[Records drawn from a dataset]
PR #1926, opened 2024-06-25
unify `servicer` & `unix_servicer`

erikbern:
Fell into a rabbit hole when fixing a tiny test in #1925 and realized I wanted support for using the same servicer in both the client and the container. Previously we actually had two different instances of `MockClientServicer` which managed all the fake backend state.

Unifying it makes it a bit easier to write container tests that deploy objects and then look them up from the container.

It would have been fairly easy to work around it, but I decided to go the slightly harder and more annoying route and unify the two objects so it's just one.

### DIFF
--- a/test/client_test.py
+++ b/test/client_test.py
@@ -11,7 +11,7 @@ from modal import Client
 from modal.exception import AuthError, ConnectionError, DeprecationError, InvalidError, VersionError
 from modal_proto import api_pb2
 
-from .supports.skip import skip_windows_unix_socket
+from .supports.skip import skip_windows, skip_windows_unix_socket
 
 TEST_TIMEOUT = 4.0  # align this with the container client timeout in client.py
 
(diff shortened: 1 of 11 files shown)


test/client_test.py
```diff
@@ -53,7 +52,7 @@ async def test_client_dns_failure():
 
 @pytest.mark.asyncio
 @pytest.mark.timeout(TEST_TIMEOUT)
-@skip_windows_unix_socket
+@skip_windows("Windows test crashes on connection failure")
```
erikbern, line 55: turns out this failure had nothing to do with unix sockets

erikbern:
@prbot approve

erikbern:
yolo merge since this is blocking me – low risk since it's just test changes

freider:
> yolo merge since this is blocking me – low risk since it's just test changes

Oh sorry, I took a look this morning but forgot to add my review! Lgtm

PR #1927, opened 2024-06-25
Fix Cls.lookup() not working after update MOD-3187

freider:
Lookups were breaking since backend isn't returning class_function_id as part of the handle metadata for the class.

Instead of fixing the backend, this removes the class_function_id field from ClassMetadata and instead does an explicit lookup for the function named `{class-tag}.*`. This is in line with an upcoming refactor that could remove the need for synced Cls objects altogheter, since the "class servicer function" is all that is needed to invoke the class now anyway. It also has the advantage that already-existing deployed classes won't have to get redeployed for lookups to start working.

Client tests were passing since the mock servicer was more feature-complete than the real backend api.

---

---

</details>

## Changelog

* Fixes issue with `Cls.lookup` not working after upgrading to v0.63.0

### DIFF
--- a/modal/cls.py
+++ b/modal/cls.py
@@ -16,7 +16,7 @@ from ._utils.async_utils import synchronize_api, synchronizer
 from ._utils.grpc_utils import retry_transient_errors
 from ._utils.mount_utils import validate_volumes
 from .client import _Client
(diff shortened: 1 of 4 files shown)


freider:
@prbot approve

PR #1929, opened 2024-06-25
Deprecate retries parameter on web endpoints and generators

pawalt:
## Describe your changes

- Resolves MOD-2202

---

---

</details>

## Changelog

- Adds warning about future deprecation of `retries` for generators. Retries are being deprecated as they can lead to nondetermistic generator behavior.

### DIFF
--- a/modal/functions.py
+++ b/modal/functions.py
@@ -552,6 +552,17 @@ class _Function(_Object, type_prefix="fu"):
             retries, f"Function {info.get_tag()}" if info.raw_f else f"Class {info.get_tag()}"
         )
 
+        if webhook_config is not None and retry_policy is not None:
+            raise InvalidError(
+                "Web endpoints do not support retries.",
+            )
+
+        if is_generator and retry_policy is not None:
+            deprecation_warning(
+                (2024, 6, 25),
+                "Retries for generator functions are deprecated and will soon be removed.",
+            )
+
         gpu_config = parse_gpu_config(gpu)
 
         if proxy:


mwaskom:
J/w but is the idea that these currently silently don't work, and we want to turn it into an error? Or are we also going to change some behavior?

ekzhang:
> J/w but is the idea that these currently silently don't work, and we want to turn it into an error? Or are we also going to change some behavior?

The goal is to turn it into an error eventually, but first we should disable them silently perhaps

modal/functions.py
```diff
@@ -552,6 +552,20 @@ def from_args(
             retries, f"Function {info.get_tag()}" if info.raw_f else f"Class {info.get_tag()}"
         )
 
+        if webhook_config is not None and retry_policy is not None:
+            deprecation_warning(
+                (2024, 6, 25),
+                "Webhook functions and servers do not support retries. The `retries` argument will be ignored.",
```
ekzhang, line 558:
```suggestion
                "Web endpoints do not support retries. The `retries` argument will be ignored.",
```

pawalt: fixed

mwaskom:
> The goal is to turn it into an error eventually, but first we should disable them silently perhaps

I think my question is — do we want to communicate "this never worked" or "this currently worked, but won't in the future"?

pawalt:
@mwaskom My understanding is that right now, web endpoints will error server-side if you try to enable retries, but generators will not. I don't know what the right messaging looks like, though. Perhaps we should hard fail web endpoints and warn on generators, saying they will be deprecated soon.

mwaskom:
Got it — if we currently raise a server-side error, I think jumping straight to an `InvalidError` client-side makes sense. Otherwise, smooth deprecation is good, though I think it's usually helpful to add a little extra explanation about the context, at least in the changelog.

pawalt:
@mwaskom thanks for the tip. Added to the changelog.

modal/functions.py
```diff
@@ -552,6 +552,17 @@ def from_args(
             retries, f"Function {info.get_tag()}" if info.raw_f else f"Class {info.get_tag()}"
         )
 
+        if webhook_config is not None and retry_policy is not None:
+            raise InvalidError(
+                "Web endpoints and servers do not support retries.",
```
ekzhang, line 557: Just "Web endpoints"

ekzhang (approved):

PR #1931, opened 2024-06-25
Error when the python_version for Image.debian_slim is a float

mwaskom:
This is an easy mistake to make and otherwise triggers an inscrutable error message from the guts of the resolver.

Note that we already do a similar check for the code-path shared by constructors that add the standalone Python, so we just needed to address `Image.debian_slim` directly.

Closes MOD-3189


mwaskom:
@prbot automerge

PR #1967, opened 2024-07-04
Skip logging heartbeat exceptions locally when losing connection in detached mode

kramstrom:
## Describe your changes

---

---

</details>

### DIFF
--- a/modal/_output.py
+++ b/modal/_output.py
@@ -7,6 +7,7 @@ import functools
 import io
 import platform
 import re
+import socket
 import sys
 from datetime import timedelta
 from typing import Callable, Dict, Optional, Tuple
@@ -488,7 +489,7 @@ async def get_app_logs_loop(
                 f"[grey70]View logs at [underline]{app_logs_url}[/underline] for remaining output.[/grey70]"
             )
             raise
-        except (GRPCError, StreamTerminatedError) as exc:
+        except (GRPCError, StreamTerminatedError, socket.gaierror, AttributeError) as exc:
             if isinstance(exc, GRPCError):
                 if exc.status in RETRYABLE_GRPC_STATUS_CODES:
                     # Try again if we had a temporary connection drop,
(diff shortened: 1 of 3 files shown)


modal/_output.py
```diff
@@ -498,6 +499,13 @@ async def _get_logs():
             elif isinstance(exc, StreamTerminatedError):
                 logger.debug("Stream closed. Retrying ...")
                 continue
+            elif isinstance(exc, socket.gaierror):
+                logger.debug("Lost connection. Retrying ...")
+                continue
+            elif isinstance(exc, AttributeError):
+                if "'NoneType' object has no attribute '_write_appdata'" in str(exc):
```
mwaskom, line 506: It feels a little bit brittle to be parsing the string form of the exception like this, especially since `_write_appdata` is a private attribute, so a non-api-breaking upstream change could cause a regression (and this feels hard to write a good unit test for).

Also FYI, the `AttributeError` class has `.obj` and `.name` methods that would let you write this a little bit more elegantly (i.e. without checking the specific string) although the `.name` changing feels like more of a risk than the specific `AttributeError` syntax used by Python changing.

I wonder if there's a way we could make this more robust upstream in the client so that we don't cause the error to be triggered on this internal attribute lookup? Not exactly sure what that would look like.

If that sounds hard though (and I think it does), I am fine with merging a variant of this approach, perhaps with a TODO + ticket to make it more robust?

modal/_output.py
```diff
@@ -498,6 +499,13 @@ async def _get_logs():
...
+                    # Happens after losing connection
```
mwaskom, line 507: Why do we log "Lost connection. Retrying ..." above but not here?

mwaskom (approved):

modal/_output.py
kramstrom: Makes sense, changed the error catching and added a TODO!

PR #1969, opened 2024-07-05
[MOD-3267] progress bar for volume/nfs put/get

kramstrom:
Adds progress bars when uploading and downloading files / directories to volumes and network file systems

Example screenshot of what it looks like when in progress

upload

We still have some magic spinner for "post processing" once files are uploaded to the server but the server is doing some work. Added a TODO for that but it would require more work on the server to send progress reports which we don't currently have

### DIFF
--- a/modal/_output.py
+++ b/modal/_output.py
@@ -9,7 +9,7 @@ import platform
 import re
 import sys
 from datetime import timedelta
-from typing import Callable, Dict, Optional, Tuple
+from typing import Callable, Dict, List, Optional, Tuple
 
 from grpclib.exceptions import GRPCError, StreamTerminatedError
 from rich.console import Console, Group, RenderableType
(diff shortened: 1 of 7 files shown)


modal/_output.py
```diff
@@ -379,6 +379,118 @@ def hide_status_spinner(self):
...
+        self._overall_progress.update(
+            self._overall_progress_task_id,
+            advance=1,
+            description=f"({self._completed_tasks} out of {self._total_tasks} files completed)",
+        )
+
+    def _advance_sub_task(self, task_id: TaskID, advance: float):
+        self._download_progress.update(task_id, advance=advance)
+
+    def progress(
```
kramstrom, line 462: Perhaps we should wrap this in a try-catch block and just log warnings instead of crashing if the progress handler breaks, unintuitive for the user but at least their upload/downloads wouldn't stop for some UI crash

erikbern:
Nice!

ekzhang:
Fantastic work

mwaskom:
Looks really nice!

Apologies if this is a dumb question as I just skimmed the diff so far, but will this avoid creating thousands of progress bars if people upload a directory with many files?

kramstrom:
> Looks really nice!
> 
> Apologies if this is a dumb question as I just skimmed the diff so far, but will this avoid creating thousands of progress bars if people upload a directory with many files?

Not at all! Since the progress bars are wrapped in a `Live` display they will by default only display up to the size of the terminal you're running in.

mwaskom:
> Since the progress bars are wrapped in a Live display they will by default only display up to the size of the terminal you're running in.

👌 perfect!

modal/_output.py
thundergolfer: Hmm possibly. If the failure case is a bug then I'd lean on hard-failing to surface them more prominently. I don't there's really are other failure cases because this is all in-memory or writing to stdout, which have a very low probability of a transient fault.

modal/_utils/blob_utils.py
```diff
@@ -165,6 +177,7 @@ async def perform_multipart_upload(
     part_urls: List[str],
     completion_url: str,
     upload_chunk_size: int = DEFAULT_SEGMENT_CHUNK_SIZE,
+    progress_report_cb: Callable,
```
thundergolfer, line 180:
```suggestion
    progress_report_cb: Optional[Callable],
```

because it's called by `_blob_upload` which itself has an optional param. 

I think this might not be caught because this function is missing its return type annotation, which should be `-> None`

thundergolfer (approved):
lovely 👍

* Task directions *
If a line of the data contains the word "AttributeError", count it; say how many such lines there are and nothing else.

* Reply *
3